Celle - Vor dem Oberlandesgericht Celle startet am Dienstag der Prozess gegen den Hassprediger Abu Walaa. Der 33-jährige Iraker ist aus Sicht der Bundesanwaltschaft die zentrale Führungsfigur der Terrormiliz Islamischer Staat (IS) in Deutschland. Auch der Berliner Weihnachtsmarkt-Attentäter Anis Amri soll sich in seinem Umfeld aufgehalten haben.

Mitangeklagt sind vier weitere Männer im Alter zwischen 27 und 51 Jahren, weil sie Freiwillige für den Kampf des IS rekrutiert haben sollen. Ihnen wird Unterstützung und Mitgliedschaft in einer ausländischen terroristischen Vereinigung vorgeworfen.
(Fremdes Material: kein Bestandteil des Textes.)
PR #157, opened 2022-01-08
A light functional rewrite API in C++

Mogball:
Depends on https://github.com/google/iree-llvm-sandbox/pull/156

Introduce a lightweight functional rewrite API in C++ and some utility functions that can be used to build a fully-featured functional rewrite system moving forward (e.g. https://github.com/google/iree-llvm-sandbox/issues/149).

Simplifies the linalg transform interpreter, as operation handles can be passed around directly instead of relying on attributes.

### DIFF
--- a/include/Transforms/Functional.h
+++ b/include/Transforms/Functional.h
@@ -1,0 +1,348 @@
+//===- Functional.h ---------------------------------------------*- C++ -*-===//
+//
+// Part of the LLVM Project, under the Apache License v2.0 with LLVM Exceptions.
+// See https://llvm.org/LICENSE.txt for license information.
+// SPDX-License-Identifier: Apache-2.0 WITH LLVM-exception
+//
+//===----------------------------------------------------------------------===//
+
+#ifndef MLIR_REWRITE_FUNCTIONAL_H
+#define MLIR_REWRITE_FUNCTIONAL_H
+
+#include "mlir/IR/PatternMatch.h"
+#include "llvm/ADT/STLExtras.h"
+
+namespace mlir {
+namespace functional {
+
+/// A "Functional Pattern" is a callable concept that accepts as its first
+/// argument an operation or operation interface and as its second argument a
+/// `RewriterBase` or `PatternRewriter`. Beyond these, it can accept additional
+/// parameters of any type.
+///
+/// A functional pattern is expected to return a type convertible to
+/// `LogicalResult`. If the result is a `FailureOr<T>`, then `T` is forwarded to
+/// subsequent patterns in sequences. Additionally, if `T` is a pair or tuple,
+/// its elements are unpacked and passed as separate arguments to subsequent
+/// patterns.
+template <typename PatternT>
+struct PatternConcept {
+  static constexpr bool verify() {
+    using Traits = llvm::function_traits<std::decay_t<PatternT>>;
+    static_assert(Traits::num_args >= 2,
+                  "Patterns must have at least two arguments.");
+
+    using OpT = typename Traits::template arg_t<0>;
+    static_assert(std::is_convertible<OpT, Operation *>::value,
+                  "The first argument of a pattern must be Operation * or "
+                  "convertible to Operation *");
+
+    using RewriterT = typename Traits::template arg_t<1>;
+    static_assert(std::is_convertible<PatternRewriter &, RewriterT>::value,
+                  "The second argument of a pattern must be convertible from "
+                  "PatternRewriter & (e.g. RewriterBase &)");
+
+    using ResultT = typename Traits::result_t;
+    static_assert(
+        std::is_convertible<ResultT, LogicalResult>::value,
+        "The result of a pattern must be convertible to LogicalResult");
+
+    return true;
+  }
+};
+
+namespace detail {
+/// A simple pattern rewriter that implements no special logic.
+class SimpleRewriter : public PatternRewriter {
+public:
+  SimpleRewriter(MLIRContext *context) : PatternRewriter(context) {}
+};
+} // end namespace detail
+
+/// Apply a pattern directly on an operation. This function instantiates a
+/// simple pattern rewriter and calls the pattern directly on the operation with
+/// the given arguments.
+template <typename OpT, typename PatternT, typename... Args,
+          bool = PatternConcept<PatternT>::verify()>
+auto applyAt(OpT op, PatternT &&pattern, Args &&...args) {
+  detail::SimpleRewriter rewriter(op->getContext());
+  rewriter.setInsertionPoint(op);
+  return pattern(op, rewriter, std::forward<Args>(args)...);
+}
+
+/// Given a scope, apply a pattern with the given arguments until the first
+/// successful match and return the result. This function instantiates a simple
+/// pattern rewriter.
+template <typename PatternT, typename... Args,
+          bool = PatternConcept<PatternT>::verify()>
+auto applyOnceIn(Operation *scope, PatternT &&pattern, Args &&...args) {
+  assert(scope->hasTrait<OpTrait::IsIsolatedFromAbove>() &&
+         "scope is not isolated from above");
+  using Traits = llvm::function_traits<std::decay_t<PatternT>>;
+  using OpT = typename Traits::template arg_t<0>;
+
+  detail::SimpleRewriter rewriter(scope->getContext());
+  typename Traits::result_t result = failure();
+  scope->walk([pattern = std::forward<PatternT>(pattern), &result, &rewriter,
+               &args...](OpT op) {
+    rewriter.setInsertionPoint(op);
+    result = pattern(op, rewriter, std::forward<Args>(args)...);
+    return failed(result) ? WalkResult::advance() : WalkResult::interrupt();
+  });
+  return result;
+}
+
+namespace detail {
+/// If a pattern returns `FailureOr<Type>`, unpack the nested value of `Type`.
+/// Otherwise, just return the whole value.
+template <typename ReturnType>
+struct UnpackFailureOr {
+  using type = ReturnType;
+  /// Base case. If a pattern does not return `FailureOr`, just forward the
+  /// whole result. Usually, this is a `LogicalResult`.
+  static type unpack(type &&value) { return value; }
+};
+template <typename NestedType>
+struct UnpackFailureOr<FailureOr<NestedType>> {
+  using type = NestedType;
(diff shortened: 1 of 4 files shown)


include/Transforms/Functional.h
```diff
@@ -0,0 +1,442 @@
...
+using SequencePattern =
+    llvm::unique_function<LogicalResult(Operation *, PatternRewriter &)>;
+/// Greedily and recursively apply a set of functional patterns.
+void applyPatternsRecursively(Operation *scope,
+                              MutableArrayRef<SequencePattern> patterns);
+} // end namespace impl
+
+namespace detail {
+/// Utility struct for handling functional patterns that may operate on generic
+/// `Operation *` or a more specific interface or op type. In the base base,
```
ftynse, line 216: Typo: "in the base base"

include/Transforms/Functional.h
```diff
@@ -0,0 +1,487 @@
...
+
+    using RewriterT = typename Traits::template arg_t<1>;
+    static_assert(std::is_convertible<PatternRewriter &, RewriterT>::value,
+                  "The second argument of a pattern must be convertible from "
+                  "PatternRewriter & (e.g. RewriterBase &)");
+
+    using ResultT = typename Traits::result_t;
+    static_assert(
+        std::is_convertible<ResultT, LogicalResult>::value,
+        "The result of a pattern must be convertible ot LogicalResult");
```
nicolasvasilache, line 48: nit `to`

include/Transforms/Functional.h
```diff
@@ -0,0 +1,487 @@
...
+  static type unpack(FailureOr<type> &&value) { return std::move(*value); }
+};
+} // end namespace detail
+
+/// Given a scope, apply a pattern once per operation in the scope, saving the
+/// result of each match. The result list is empty if the pattern failed to
+/// match at all.
+template <typename PatternT, typename... Args,
+          bool = PatternConcept<PatternT>::verify()>
+auto applyEach(Operation *scope, PatternT &&pattern, Args &&...args) {
```
nicolasvasilache, line 119: `auto applyToEachInScope(ScopeOp scope, ... )` ?

include/Transforms/Functional.h
```diff
@@ -0,0 +1,487 @@
...
+    if (succeeded(result))
+      results.push_back(Unpack::unpack(std::move(result)));
+  });
+  return results;
+}
+
+/// Apply a pattern directly on an operation, for each operation in a list.
+template <typename ListT, typename PatternT, typename... Args,
+          bool = PatternConcept<PatternT>::verify()>
+auto applyForEach(ListT &&list, PatternT &&pattern, Args &&...args) {
```
nicolasvasilache, line 143: I get the "for_each" analogy but I think I'd prefer terminology consistency with the other version:
aaplyToEachInScoped / applyToEachInList ?

include/Transforms/Functional.h
```diff
@@ -0,0 +1,487 @@
...
+  }
+  return results;
+}
+
+/// Find the nearest proper ancestor that is isolated from above.
+Operation *findNearestScope(Operation *op);
+
+/// Clone the regions of an operation.
+SmallVector<std::unique_ptr<Region>> cloneRegionsOf(Operation *op);
+/// Replace the regions of an operation with the given regions.
```
nicolasvasilache, line 164: nit newline

include/Transforms/Functional.h
```diff
@@ -0,0 +1,487 @@
...
+
+/// Apply a pattern sequence directly on an operation. If any pattern in the
+/// sequence fails, then the state of the IR is restored. Patterns in the
+/// sequence should not query or modify IR outside the nearest scope.
+/// TODO: The rollback is not efficient. All of the IR underneath the nearest
+/// scope is copied.
+template <typename OpT, typename SequenceT, typename... Args,
+          bool = PatternConcept<SequenceT>::verify()>
+auto applySequenceAt(OpT op, SequenceT &&sequence, Args &&...args) {
+  Operation *scope = findNearestScope(op);
```
nicolasvasilache, line 193: Same comment re ScopeOp vs Operation* and future with interfaces.
But I won't insist anymore if you fell more strongly here :)

include/Transforms/Functional.h
```diff
@@ -0,0 +1,487 @@
...
+namespace detail {
+template <typename OpT, typename SequenceT, typename... Args,
+          bool = PatternConcept<SequenceT>::verify()>
+auto applySequence(PatternRewriter &rewriter, Operation *scope, OpT op,
+                   SequenceT &&sequence, Args &&...args) {
+  // Save a copy of the scope.
+  SmallVector<std::unique_ptr<Region>> backup = cloneRegionsOf(scope);
+
+  rewriter.setInsertionPoint(op);
+  auto result = std::forward<SequenceT>(sequence)(op, rewriter,
```
nicolasvasilache, line 176: Could you add a comment here to say what this is forwarded to? I am not clear which of the other functions can get called as the result of that.

I am asking because this relates to your generic findNearestScope but I am wondering whether some paths may bottom out on the wrap/unwrap whose impl. is very specific to ScopeOp.
Outlining generic isolated form above ops can get quite painful (i.e. finding and reconciling terminators)

lib/Transforms/Functional.cpp
```diff
@@ -0,0 +1,153 @@
...
+//
+//===----------------------------------------------------------------------===//
+
+#include "Transforms/Functional.h"
+#include "mlir/IR/BlockAndValueMapping.h"
+
+using namespace mlir;
+using functional::impl::SequencePattern;
+
+Operation *mlir::functional::findNearestScope(Operation *op) {
```
nicolasvasilache, line 15: Ah sorry, I get it now that I see the impl.
Do you already see your mechanisms apply to generic isolated form above?
I am also wondering how this relates to the ScopeOp if at all.

lib/Transforms/Functional.cpp
```diff
@@ -0,0 +1,153 @@
...
+  } while (op && !op->hasTrait<OpTrait::IsIsolatedFromAbove>());
+  return op;
+}
+
+SmallVector<std::unique_ptr<Region>>
+mlir::functional::cloneRegionsOf(Operation *op) {
+  SmallVector<std::unique_ptr<Region>> regions;
+  BlockAndValueMapping mapping;
+  for (Region &region : op->getRegions()) {
+    region.cloneInto(&*regions.emplace_back(std::make_unique<Region>()),
```
nicolasvasilache, line 27: nit: maybe if you s/region/r and s/mapping/bvm you can save 1 line + braces (i.e. 2 lines total)?

lib/Transforms/Functional.cpp
```diff
@@ -0,0 +1,153 @@
...
+  assert(op->getNumRegions() == regions.size() && "unequal number of regions");
+  for (auto it : llvm::zip(op->getRegions(), regions)) {
+    Region &region = std::get<0>(it);
+    region.getBlocks().clear();
+    region.takeBody(*std::get<1>(it));
+  }
+}
+
+namespace {
+class RecursiveMatchDriver : public PatternRewriter {
```
nicolasvasilache, line 44: Unless I missing something, it seems that everything below here is not exercised in the revision (or if it is is is hard for me to find)?

Could we split the recursive concepts it in a separate revision where we more easily see where they get applied ?

lib/Dialects/LinalgTransform/Transforms/TransformInterpreter.cpp
```diff
@@ -231,58 +197,30 @@ executeInterchangeFromTileOp(linalg::LinalgOp target,
...
-  nextTargets.clear();
+    return result->op;
+  };
 
-  for (Operation *nextTarget : targets) {
-    if (failed(executeInterchangeFromTileOp(dyn_cast<LinalgOp>(nextTarget),
-                                            tileOp, nextTargets)))
-      return failure();
-  }
+  auto tileSeq = functional::SequenceBuilder()
```
nicolasvasilache, line 217: Beautiful!

lib/Dialects/LinalgTransform/Transforms/TransformInterpreter.cpp
```diff
@@ -149,80 +144,51 @@ executePadFromTileOp(linalg::LinalgOp target, linalg::transform::TileOp tileOp,
...
-  return success();
+static FunctionalLinalgTransform
+buildGeneralizeFromTileOpPattern(linalg::transform::TileOp tileOp) {
+  if (!tileOp.generalize())
+    return forwardOp;
+  auto pattern =
+      callFunctional<LinalgGeneralizationPattern>(tileOp.getContext());
+  return [pattern = std::move(pattern)](
+             LinalgOp op, PatternRewriter &rewriter) -> FailureOr<LinalgOp> {
+    FailureOr<GenericOp> result = pattern(op, rewriter);
```
nicolasvasilache, line 163: Feel free to make LinalgGeneralizationPattern::returningMatchAndRewrite return FailureOr<GenericOp> upstream if  you think it is better.

nicolasvasilache (approved):
Awesome!

lib/Dialects/LinalgTransform/Transforms/TransformInterpreter.cpp
Mogball: `callFunctional`  does invoke `returningMatchAndRewrite` but because some of these return `GenericOp` instead of `LinalgOp`, I have to wrap them again to cast to `LinalgOp`

lib/Transforms/Functional.cpp
Mogball: Let me just remove this from the revision. I was experimenting with a lot of stuff on a separate branch and I just imported all the changes over.

include/Transforms/Functional.h
Mogball: A `ScopeOpInterface` would be any op that is isolated from above.... which might be useful to have actually. I'll look at introducing one in a later patch.

include/Transforms/Functional.h
Mogball: I'll introduce an interface

lib/Transforms/Functional.cpp
Mogball: This predates ScopeOp (which is a special case/utility op) but I removed some of these changes since they aren't needed (for now). I.e. Scope op might be something specific to linalg, whereas the rewrite system in general will work on any op isolated from above (the name is confusing...)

Alle fünf Angeklagten wurden im vergangenen November in Nordrhein-Westfalen und Niedersachsen festgenommen und sitzen seitdem in Untersuchungshaft. Den Männern drohen bis zu zehn Jahre Haft.

Belastet wird Abu Walaa von mehreren V-Leuten der Polizei sowie einem ehemaligen IS-Sympathisanten aus Gelsenkirchen. Der Kronzeuge sagte sich nach einer Syrien-Reise von der Terrormiliz los und packte bei den Ermittlern aus, er erhielt im Mai eine Bewährungsstrafe. Außer in Hildesheim war Abu Walaa in Nordrhein-Westfalen aktiv, wo er in Tönisvorst bei Krefeld lebte.

Beim inzwischen verbotenen „Deutschen Islamkreis Hildesheim“ soll Abu Walaa (bürgerlicher Name Ahmad Abdulaziz Abdullah A.) radikal-islamische Predigten gehalten und die Moschee des Vereins zu einem bundesweiten Rekrutierungszentrum des IS gemacht haben. Ziel war es nach Ansicht der Anklage, Freiwillige für den IS nach Syrien oder in den Irak zu vermitteln. Nach seinen Seminaren fuhren reihenweise junge Männer in die Kampfgebiete. Mindestens 15 Männer aus Niedersachsen und 9 aus Nordrhein-Westfalen durchliefen nach Behördenerkenntnissen das Netzwerk Abu Walaas und reisten ins Kriegsgebiet. Sechs von ihnen sollen dort gestorben sein.

Darüber hinaus war der 33-Jährige laut Anklage auch bundesweit als Prediger aktiv und organisierte Islamseminare in Moscheen in Berlin, Kassel, Frankfurt und Bocholt.

Für das Verfahren in Celle wurden zunächst 29 Termine bis Ende Januar kommenden Jahres angesetzt. Danach soll auf unbestimmte Zeit zwei Mal wöchentlich weiter verhandelt werden.